Monday, October 08, 2007
"Sabki ragon mein lahoo bahein hain, hamri ragon mein Ganga maiyya"
(Blood flows in people's veins, and in mine flows the Ganges)
What a strange thought! Yet that line from the perky song "Hum to aise hain bhaiyya" (We are like this) from the soon-to-be-released Pradeep Sarkar film Laaga Chunari Mein Daag brought back a lot of memories.
Actually, just a disclaimer: this is not really a music review, even though I have been listening to some of the songs over and over again. Along with the quoted song, there are really only two other songs that make this album lovely enough to be worth blogging. And primarily that is because I can't remember the last time Hindi cinema managed to pay such sincere homage to Banaras.
The first song - Hum to aise hain bhaiyya - is a surprising but long delayed ode to Banaras - the first notes are laden with the smells and sounds of early mornings in the city of my childhood: the clanging bells in temples, the rhythmic splashing of the Ganges waters against wooden boats, the masti powered by bhang or simply life itself. The song catches the spirit of the ancient but lively city I grew up in - not the city that tourists and pilgrims see but the one that is reserved for its inhabitants. Banaras has always been a city full of fun, laughter, wit, music; it has long been a city of masti!
The first time I heard the song, I ended up with a lapful of memories, wondering how and when I lost those magical times: those early morning walks to Assi ghat to watch the dawn; the chattering of teeth when we finally emerged from playing in the water; those delicious breakfasts of hot kale channe ki ghughri and jalebis dunked in glassfuls of hot milk.
Similar nostalgia came with the Meeta Vashisht and Shubha Mudgal's lounge-style version of the title song. Mudgal's voice and training has rarely been used so well by commercial cinema. The lyrics - in klishth Hindi - as spoken by Vashisht took me back to hot June afternoons when the sky would turn brown and gold with clouds of dust and then the aandhis would race down the emptied streets. And over that storm, Mudgal's voice flows as gently as the Ganges, and just as relentlessly.
I remember growing up in a city where women were always tougher than the men - and far more rebellious. There is a sense of innate confidence and a sankipanaa about Banarasi women that I have yet to find elsewhere. My grandmother could swim across the entire Ganges, and not even the flood water would faze her. My mother and aunts seemed to have walked to unheard beats of a different drummer from all others. Even cousins seemed madly rebellious; there were a memorably fashionable bunch who scandalised Banaras by wearing Zeenat Aman-style mini-dresses (this was back in the 70s!). And there was that fabulous - unnamed - woman who drove to the university every morning, past our house, on a massive Enfield! They were all individual storm winds - some who faded into the galis while others have swept through the world, changing and transforming it in their wakes. And Mudgal/Vashisht just brought all those long forgotten aandhis back into the light.

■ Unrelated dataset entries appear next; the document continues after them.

PR #976, opened 2024-06-12
Improved naming of simtel modules plus docstring ruff formatting.

GernotMaier:
**Do NOT review every single change in this PR. Review only the name changes of the modules in the simtools/simtel directory.**

Improve naming of classes in simtel directory to have a clearer separation of those modules responsible for simulations and those for io. This is the change to review: are the new names good?

- renaming done with search and replace
- applied ruff check --fix to fix docstrings in simtel modules
- applied trivial changes by hand (period at end of line. One-line docstring should fit on one line. 1 blank line required between summary line and description.


tobiaskleiner (approved):
Thanks @GernotMaier . The new naming is good and browsing through I didn't spot any obvious problem in the changes.

Issue #205, opened 2021-06-22
[BUG] JVM does not exit after this PR https://github.com/tikv/client-java/pull/198


marsishandsome:
**Describe the bug**

JVM does not exit after this PR https://github.com/tikv/client-java/pull/198

**What did you do**

```
import org.tikv.common.TiConfiguration;
import org.tikv.common.TiSession;
import org.tikv.raw.RawKVClient;
import org.tikv.shade.com.google.protobuf.ByteString;

TiConfiguration conf = TiConfiguration.createRawDefault("127.0.0.1:2379");
TiSession session = TiSession.create(conf);
RawKVClient client = session.createRawClient();
// write (k1, v1) with ttl=30 seconds
client.put(ByteString.copyFromUtf8("k1"), ByteString.copyFromUtf8("v1"), 30);

// write (k2, v2) without ttl
client.put(ByteString.copyFromUtf8("k2"), ByteString.copyFromUtf8("v2"));

client.close();
session.close();
```

**What do you expect**

**What happens instead**

**Java Client and TiDB/TiKV version info**

PR #207, opened 2021-06-23
fix not stop scheduler

Little-Wallace:
Signed-off-by: Little-Wallace <bupt2013211450@gmail.com>

close https://github.com/tikv/client-java/issues/205

### Check List 

Tests 

 - Unit test
 - Integration test
 - No code

Code changes

 - Has persistent data change

Side effects

 - Increased code complexity

Related changes

### DIFF
--- a/src/main/java/org/tikv/common/TiSession.java
+++ b/src/main/java/org/tikv/common/TiSession.java
@@ -473,10 +473,8 @@ public class TiSession implements AutoCloseable {
     synchronized (sessionCachedMap) {
       sessionCachedMap.remove(conf.getPdAddrsString());
     }
-    synchronized (this) {
-      if (regionManager != null) {
-        regionManager.close();
-      }
+    if (regionManager != null) {
+      regionManager.close();
     }
     if (tableScanThreadPool != null) {
       tableScanThreadPool.shutdownNow();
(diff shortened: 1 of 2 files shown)


birdstorm (approved):
LGTM

src/main/java/org/tikv/common/TiSession.java
```diff
@@ -473,7 +473,11 @@ public synchronized void close() throws Exception {
     synchronized (sessionCachedMap) {
       sessionCachedMap.remove(conf.getPdAddrsString());
     }
-
+    synchronized (this) {
```
marsishandsome, line 476: line 461 already get the lock

src/main/java/org/tikv/common/TiSession.java
```diff
@@ -196,7 +196,7 @@ public Catalog getCatalog() {
     return res;
   }
 
-  public synchronized RegionManager getRegionManager() {
+  public RegionManager getRegionManager() {
```
marsishandsome, line 199: any reason to remove `synchronized` ?

Little-Wallace: Because it is safe to read the pointer concurrently. Any change for this pointer will be in synchronized.

Little-Wallace: Just like the method `getPDClient`

PR #241, opened 2021-07-26
fix backoff time

Little-Wallace:
Signed-off-by: Little-Wallace <bupt2013211450@gmail.com>

### Check List 

Tests 

 - Unit test
 - Integration test
 - No code

Code changes

 - Has persistent data change

Side effects

 - Increased code complexity

Related changes


src/main/java/org/tikv/common/operation/RegionErrorHandler.java
```diff
@@ -130,9 +130,11 @@ public boolean handleRegionError(BackOffer backOffer, Errorpb.Error error) {
           BackOffFunction.BackOffFuncType.BoServerBusy,
           new StatusRuntimeException(
               Status.fromCode(Status.Code.UNAVAILABLE).withDescription(error.toString())));
+      return true;
+    } else if (error.hasRegionNotFound()) {
```
birdstorm, line 134: region not found shall never happen

Little-Wallace: Why

marsishandsome (approved):
LGTM

PR #275, opened 2021-09-13
let class Key implmemnts Serializable

marsishandsome:

We create a additional class 
https://github.com/tikv/migration/blob/main/online-bulk-load/src/main/scala/org/tikv/bulkload/SerializableKey.scala, because Key does not implmemnt Serializable.

let class Key implmemnts Serializable, so that SerializableKey is no more needed.

### Check List 

Tests 

 - Unit test
 - Integration test
 - No code

Code changes

 - Has persistent data change

Side effects

 - Increased code complexity

Related changes


Little-Wallace (approved):
LGTM

birdstorm (approved):
LGTM

ti-srebot (approved):

PR #284, opened 2021-10-09
Support SST Decoder

marsishandsome:

close https://github.com/tikv/client-java/issues/285

support decode SST to Key-Value

subtask of https://github.com/tikv/tikv/issues/11007

RocksDB provides a java API [SstFileReader](https://github.com/facebook/rocksdb/blob/6.23.fb/java/src/main/java/org/rocksdb/SstFileReader.java) to decode SST to Key-Value pairs. We can wrapper this API in client-java.

### Check List 

Tests 

 - Unit test
 - Integration test
 - No code

Code changes

 - Has persistent data change

Side effects

 - Increased code complexity

Related changes


marsishandsome:
> I suggest checking [`SSTMeta.data_encode`](https://github.com/andylokandy/kvproto/blob/5cbe1a0b8ca53964341f7f802ce98dcd62ce1565/proto/import_sstpb.proto#L93). This should help avoid silent bugs after enabling API V2.

Cool. Can we do this job as a subtask of API V2?

PR #290, opened 2021-10-21
scan end key push down.

zekisong:
while do rawScan, end key not push down to the tikv region, so small scan will cause heavy load.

Finally, there is Rekha Bhardawaj's song that has been classified by reviewers as a traditional mujra number. What a shame! Its so much more...The song reminds me of sitting on a rooftop at dawn, watching as the Ganges turns the into miles of red and orange and yellow silk, like so many tanchois spread out for miles. And from somewhere far away comes the faint sound of riyaaz.
On warm summer nights, we would sleep on the chhat. The preparations would begin as soon as the sun went down, with water being sprinkled over the cement rooftops. Steam rose hissing and spluttering like so many cobras as the first drops hit the cement. Waves of heat would rise up - vicious, vindictive - and had to be drowned out by water for what seemed like an eternity. Finally, the roof would be left to dry in the summer night. We would wait up there soaking up the sondhi fragrance of water on hot ground mingling with sweet guava and early jasmine blossoms. After dinner, we would gather up there to hear the sounds of the city - voices raised in conversation, the final aartis in the temples all around us, and then much later, voices playing antakshari. Sometimes the game would turn into an impromptu contest across the rooftops in the lane; not for long but enough to make song and laughter create a sense of community.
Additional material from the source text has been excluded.